## Task item:
Scan the lines below for "retryErrorMessage"; report the number of lines that contain it, and only that.

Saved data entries
____________________
PR #4230, opened 2022-05-13
Do not process old key-lists when retrieving values.

snazy:
Only process the "newest" key-list - older key lists are irrelevant.
`KeyListEntry` written before Nessie 0.22.0 do not have the commit-ID field set,
which means the remaining commit-log needs to be searched for the commit that
added the key - but processing older key-lists "on the way" makes no sense,
because those will not have the key either.


dimas-b (approved):
nice catch :+1:

PR #4232, opened 2022-05-13
Add commit-ID to KeyListEntry when writing new key-lists

snazy:
`KeyListEntry` written before Nessie 0.22.0 do not have the commit-ID field set,
which means the remaining commit-log needs to be searched for the commit that
added the key.

This change adds the missing commit-ID when writing a new key-list.

### DIFF
--- a/versioned/persist/nontx/src/main/java/org/projectnessie/versioned/persist/nontx/NonTransactionalOperationContext.java
+++ b/versioned/persist/nontx/src/main/java/org/projectnessie/versioned/persist/nontx/NonTransactionalOperationContext.java
@@ -15,11 +15,14 @@
  */
 package org.projectnessie.versioned.persist.nontx;
 
-public class NonTransactionalOperationContext {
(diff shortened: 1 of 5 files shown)


versioned/persist/nontx/src/main/java/org/projectnessie/versioned/persist/nontx/NonTransactionalOperationContext.java
```diff
@@ -15,11 +15,14 @@
  */
 package org.projectnessie.versioned.persist.nontx;
 
-public class NonTransactionalOperationContext {
+public class NonTransactionalOperationContext implements AutoCloseable {
```
dimas-b, line 18: Is this needed for the key list fix? maybe a separate PR?

snazy: Just for this PR, yes.

dimas-b (approved):

PR #4234, opened 2022-05-13
Eliminiate global-pointer contention (non-tx database adapters)

snazy:
* Moves named-references from global-pointer to separate entities (one
  "row" per named reference), concurrent updates to the same named
  ref can content, but concurrent updates to the different named refs
  do not (minus ref-log, see below).
* Move ref-log HEAD from global-pointer to striped (mutliple) ref-log
  HEADs, using the name of the reference. This reduces the probability
  for contention to 1/16th (by default). Number of stripes can be
  increased (requires a restart of all nessie instances, no rolling
  upgrade).

Both changes are backwards compatible:
* Existing named references are migrated when Nessie finds existing
  named referenes in the global pointer.
* Existing ref-log does not need to be migrated, ref-log reads just
  "include" the ref-log HEAD in global-pointer as an additional
  stripe.

During a Nessie commit there is a (neglectible) chance that the
commit is written and the named-reference correctly updated, but the
corresponding ref-log-entry not written. This can happen when the
Nessie server crashes or is stopped right a successful CAS of the
named-reference HEAD but before the ref-log HEAD CAS. This is a
trade-off.

Upgrade procedure:
1. stop all existing Nessie instances
2. bump versions
3. restart.

### DIFF
--- a/versioned/persist/adapter/src/main/java/org/projectnessie/versioned/persist/adapter/spi/TryLoopState.java
+++ b/versioned/persist/adapter/src/main/java/org/projectnessie/versioned/persist/adapter/spi/TryLoopState.java
@@ -40,9 +40,12 @@ public class TryLoopState implements AutoCloseable {
   private final Function<TryLoopState, String> retryErrorMessage;
   private final BiConsumer<Boolean, TryLoopState> completionNotifier;
   private final long maxSleep;
+  private final long initialLowerBound;
+  private final long initialUpperBound;
   private long lowerBound;
   private long upperBound;
   private int retries;
+  private boolean unsuccessful;
 
   TryLoopState(
       String opName,
@@ -56,8 +59,8 @@ public class TryLoopState implements AutoCloseable {
     this.maxRetries = config.getCommitRetries();
     this.monotonicClock = monotonicClock;
     this.t0 = monotonicClock.currentNanos();
-    this.lowerBound = config.getRetryInitialSleepMillisLower();
-    this.upperBound = config.getRetryInitialSleepMillisUpper();
+    this.lowerBound = this.initialLowerBound = config.getRetryInitialSleepMillisLower();
+    this.upperBound = this.initialUpperBound = config.getRetryInitialSleepMillisUpper();
     this.maxSleep = config.getRetryMaxSleepMillis();
     this.completionNotifier = completionNotifier;
     start();
@@ -109,6 +112,10 @@ public class TryLoopState implements AutoCloseable {
    * exceeded the configured values.
    */
   public void retry() throws ReferenceRetryFailureException {
+    if (unsuccessful) {
+      throw unsuccessful();
+    }
+
     stop();
 
     retries++;
@@ -117,6 +124,7 @@ public class TryLoopState implements AutoCloseable {
     long elapsed = current - t0;
 
     if (maxTime < elapsed || maxRetries < retries) {
+      unsuccessful = true;
       throw unsuccessful();
     }
 
@@ -132,6 +140,27 @@ public class TryLoopState implements AutoCloseable {
       lowerBound *= 2;
       upperBound = upper;
     }
+
+    start();
+  }
+
+  /**
+   * Similar to {@link #retry()}, but never throws a {@link ReferenceRetryFailureException} (unless
+   * a preceding call to {@link #retry()} already raised it) and always uses the initial lower and
+   * upper bounds for the sleep duration (no backoff).
+   */
+  public void retryEndless() throws ReferenceRetryFailureException {
+    if (unsuccessful) {
+      throw unsuccessful();
+    }
+
+    stop();
+
+    retries++;
+
+    long sleepMillis = ThreadLocalRandom.current().nextLong(initialLowerBound, initialUpperBound);
+
+    monotonicClock.sleepMillis(sleepMillis);
 
     start();
   }
--- a/versioned/persist/adapter/src/main/java/org/projectnessie/versioned/persist/adapter/spi/TryLoopState.java
+++ b/versioned/persist/adapter/src/main/java/org/projectnessie/versioned/persist/adapter/spi/TryLoopState.java
@@ -30,6 +30,7 @@ public class TryLoopState implements AutoCloseable {
 
   private static final String TAG_ATTEMPT = "try-loop.attempt";
   private static final String TAG_RETRIES = "try-loop.retries";
+  private static final String TAG_ENDLESS_RETRIES = "try-loop.endless-retries";
 
   private Traced traced;
   private final String opName;
@@ -45,6 +46,7 @@ public class TryLoopState implements AutoCloseable {
   private long lowerBound;
   private long upperBound;
   private int retries;
+  private int endlessRetries;
   private boolean unsuccessful;
 
   TryLoopState(
@@ -83,6 +85,14 @@ public class TryLoopState implements AutoCloseable {
     return retries;
   }
 
+  public int getEndlessRetries() {
+    return endlessRetries;
+  }
+
+  public int getTotalRetries() {
+    return retries + endlessRetries;
+  }
+
   public long getDuration(TimeUnit timeUnit) {
     return timeUnit.convert(monotonicClock.currentNanos() - t0, TimeUnit.NANOSECONDS);
   }
@@ -99,7 +109,9 @@ public class TryLoopState implements AutoCloseable {
   private ReferenceRetryFailureException unsuccessful() {
     completionNotifier.accept(false, this);
     return new ReferenceRetryFailureException(
-        retryErrorMessage.apply(this), this.getRetries(), this.getDuration(TimeUnit.MILLISECONDS));
+        retryErrorMessage.apply(this),
+        this.getTotalRetries(),
+        this.getDuration(TimeUnit.MILLISECONDS));
   }
 
   /**
@@ -123,11 +135,40 @@ public class TryLoopState implements AutoCloseable {
     long current = monotonicClock.currentNanos();
     long elapsed = current - t0;
 
-    if (maxTime < elapsed || maxRetries < retries) {
+    if (maxTime < elapsed || maxRetries < retries + endlessRetries) {
       unsuccessful = true;
       throw unsuccessful();
     }
 
+    sleepAndBackoff(elapsed);
+
+    start();
+  }
+
+  public void resetBounds() {
+    lowerBound = initialLowerBound;
+    upperBound = initialUpperBound;
+  }
+
+  /**
+   * Similar to {@link #retry()}, but never throws a {@link ReferenceRetryFailureException} (unless
+   * a preceding call to {@link #retry()} already raised it).
+   */
+  public void retryEndless() throws ReferenceRetryFailureException {
+    if (unsuccessful) {
+      throw unsuccessful();
+    }
+
+    stop();
+
+    endlessRetries++;
+
+    sleepAndBackoff(0L);
+
+    start();
+  }
+
+  private void sleepAndBackoff(long elapsed) {
     long sleepMillis = ThreadLocalRandom.current().nextLong(lowerBound, upperBound);
 
     // Prevent that we "sleep" too long and exceed 'maxTime'
@@ -140,29 +181,6 @@ public class TryLoopState implements AutoCloseable {
       lowerBound *= 2;
       upperBound = upper;
     }
-
-    start();
-  }
-
-  /**
-   * Similar to {@link #retry()}, but never throws a {@link ReferenceRetryFailureException} (unless
-   * a preceding call to {@link #retry()} already raised it) and always uses the initial lower and
-   * upper bounds for the sleep duration (no backoff).
-   */
-  public void retryEndless() throws ReferenceRetryFailureException {
-    if (unsuccessful) {
-      throw unsuccessful();
-    }
-
-    stop();
-
-    retries++;
-
-    long sleepMillis = ThreadLocalRandom.current().nextLong(initialLowerBound, initialUpperBound);
-
-    monotonicClock.sleepMillis(sleepMillis);
-
-    start();
   }
 
   @Override
@@ -200,10 +218,10 @@ public class TryLoopState implements AutoCloseable {
   }
 
   private void start() {
-    traced = trace(opName).tag(TAG_ATTEMPT, getRetries());
+    traced = trace(opName).tag(TAG_ATTEMPT, getTotalRetries());
   }
 
   private void stop() {
-    traced.tag(TAG_RETRIES, getRetries()).close();
+    traced.tag(TAG_RETRIES, getRetries()).tag(TAG_ENDLESS_RETRIES, getEndlessRetries()).close();
   }
 }
--- a/versioned/persist/mongodb/src/main/java/org/projectnessie/versioned/persist/mongodb/MongoDatabaseAdapter.java
+++ b/versioned/persist/mongodb/src/main/java/org/projectnessie/versioned/persist/mongodb/MongoDatabaseAdapter.java
@@ -634,7 +634,9 @@ public class MongoDatabaseAdapter
   }
 
   @Override
-  protected void doCleanUpRefLogWrite(NonTransactionalOperationContext ctx, Hash refLogId) {}
+  protected void doCleanUpRefLogWrite(NonTransactionalOperationContext ctx, Hash refLogId) {
+    client.getRefLog().deleteOne(Filters.eq(toId(refLogId)));
+  }
 
   @Override
   protected List<ReferenceNames> doFetchReferenceNames(
--- a/versioned/persist/mongodb/src/main/java/org/projectnessie/versioned/persist/mongodb/MongoDatabaseAdapter.java
+++ b/versioned/persist/mongodb/src/main/java/org/projectnessie/versioned/persist/mongodb/MongoDatabaseAdapter.java
@@ -22,6 +22,7 @@ import com.google.common.collect.Maps;
 import com.google.protobuf.InvalidProtocolBufferException;
 import com.mongodb.DuplicateKeyException;
 import com.mongodb.ErrorCategory;
+import com.mongodb.MongoServerException;
 import com.mongodb.MongoWriteException;
 import com.mongodb.client.FindIterable;
 import com.mongodb.client.MongoCollection;
@@ -189,15 +190,13 @@ public class MongoDatabaseAdapter
     InsertOneResult result;
     try {
       result = collection.insertOne(doc);
-    } catch (MongoWriteException writeException) {
-      ErrorCategory category = writeException.getError().getCategory();
-      if (ErrorCategory.DUPLICATE_KEY == category) {
+    } catch (MongoServerException e) {
+      if (isDuplicateKeyError(e)) {
         ReferenceConflictException ex = DatabaseAdapterUtil.hashCollisionDetected();
-        ex.initCause(writeException);
+        ex.initCause(e);
         throw ex;
       }
-
-      throw writeException;
+      throw e;
     }
 
     verifyAcknowledged(result, collection);
@@ -212,15 +211,13 @@ public class MongoDatabaseAdapter
     InsertManyResult result;
     try {
       result = collection.insertMany(docs);
-    } catch (MongoWriteException writeException) {
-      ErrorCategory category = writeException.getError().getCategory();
____________________
## Task response:
3